国家	（0-5000]	（10000-15000）	（5000-10000]
英国	2950.5	13077	7567.5
美国	3115.5	13651	8652

I think if your range of the salary bin is always 5000, you can create the bin number of each row by using / operator and math.ceil

import math
df = pd.DataFrame({
    'salary':[
        1231, 5000, 7304, 10000, 12302, 15000,
        1001, 4900, 6012, 9123, 11231, 14923
    ],
    'country': [
        'USA','USA','USA','USA','USA','USA',
        'UK','UK','UK','UK','UK','UK'
    ]
})
df['salary_bin_number'] = (df['salary'] / 5000).apply(lambda x: math.ceil(x))
df.head()

salary	country	salary_bin_number
1231	USA	1
5000	USA	1
7304	USA	2
10000	USA	2
12302	USA	3

With the salary_bin_number, you can create the column name of bin by using below code

df['salary_range_str'] = df['salary_bin_number'].apply(
    lambda bin_number: f'({(bin_number-1) * 5000}-{(bin_number) * 5000}]'
)

Then group by salary_range_str and country to calculate the average salary in each country,salary_range_str.

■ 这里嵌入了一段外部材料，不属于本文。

PR #3331, opened 2019-11-27
DHFPROD-3812: Fixing hubInit

rjrudin:
This avoids problems when the user runs hubInit and no username/password is set yet.

### DIFF
--- a/ml-data-hub-plugin/src/main/groovy/com/marklogic/gradle/DataHubPlugin.groovy
+++ b/ml-data-hub-plugin/src/main/groovy/com/marklogic/gradle/DataHubPlugin.groovy
@@ -44,7 +44,6 @@ import org.gradle.api.Project
 import org.slf4j.Logger
 import org.slf4j.LoggerFactory
 import org.springframework.boot.autoconfigure.EnableAutoConfiguration
-import org.springframework.context.ApplicationContext
 import org.springframework.context.annotation.AnnotationConfigApplicationContext
 
 @EnableAutoConfiguration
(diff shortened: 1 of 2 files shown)


marklogic-data-hub/src/main/java/com/marklogic/hub/deploy/util/ModuleWatchingConsumer.java
```diff
@@ -15,15 +18,36 @@
...
+        this.commandContext = commandContext;
+        this.hubConfig = hubConfig;
+        this.versions = versions;
+    }
+
     @Override
     public void accept(Set<Resource> resources) {
+        if (generateFunctionMetadataCommand == null && hubConfig != null && versions != null) {
+            generateFunctionMetadataCommand = new GenerateFunctionMetadataCommand(hubConfig.newModulesDbClient(), versions);
+        }
```
srinathgit: 1. This 'generateFunctionMetadataCommand' object is not managed by spring container whereas all other objects are. Will there be any issues because of that ?

ml-data-hub-plugin/src/main/groovy/com/marklogic/gradle/DataHubPlugin.groovy
```diff
@@ -140,7 +140,7 @@ class DataHubPlugin implements Plugin<Project> {
         WatchTask watchTask = project.tasks.getByName("mlWatch")
         CommandContext commandContext = new CommandContext(hubConfig.getAppConfig(), hubConfig.getManageClient(), hubConfig.getAdminManager())
         Versions versions = ((ApplicationContext)project.property("dataHubApplicationContext")).getBean(Versions.class)
-        watchTask.onModulesLoaded = new ModuleWatchingConsumer(commandContext, new GenerateFunctionMetadataCommand(hubConfig.newModulesDbClient(), versions))
```
srinathgit: 1. Instead of these changes, can 'GenerateFunctionMetadataCommand'   instance be obtained from the bean and used ? Something like     
GenerateFunctionMetadataCommand generateFunctionMetadataCommand = ((ApplicationContext)project.property("dataHubApplicationContext")).getBean(GenerateFunctionMetadataCommand.class)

df = df.groupby(['country', 'salary_range_str'])['salary'].mean().reset_index()

Finally, pivot the column salary_range_str to columns.

df = pd.pivot_table(df, index='country', columns='salary_range_str', values='salary')

Output

country	(0-5000]	(10000-15000]	(5000-10000]
UK	2950.5	13077	7567.5
USA	3115.5	13651	8652

回复收藏 0 原文

~没有更多了~

关于作者

甜味拾荒者

暂无简介

文章

27 人气

关注发私信

友情链接

文江博客

Pandas Groupby Python

如果你对这篇内容有疑问，欢迎到本站社区发帖提问参与讨论，获取更多帮助，或者扫码二维码加入 Web 技术交流群。

发布评论

评论（1）

关于作者

相关话题

热门标签

推荐作者

陪我终i

别忘他

野心澎湃

蒲公英的约定

。

旧时模样

友情链接

Pandas Groupby Python

如果你对这篇内容有疑问，欢迎到本站社区发帖提问 参与讨论，获取更多帮助，或者扫码二维码加入 Web 技术交流群。

发布评论

评论（1）

关于作者

相关话题

热门标签

推荐作者

陪我终i

别忘他

野心澎湃

蒲公英的约定

。

旧时模样

友情链接

如果你对这篇内容有疑问，欢迎到本站社区发帖提问参与讨论，获取更多帮助，或者扫码二维码加入 Web 技术交流群。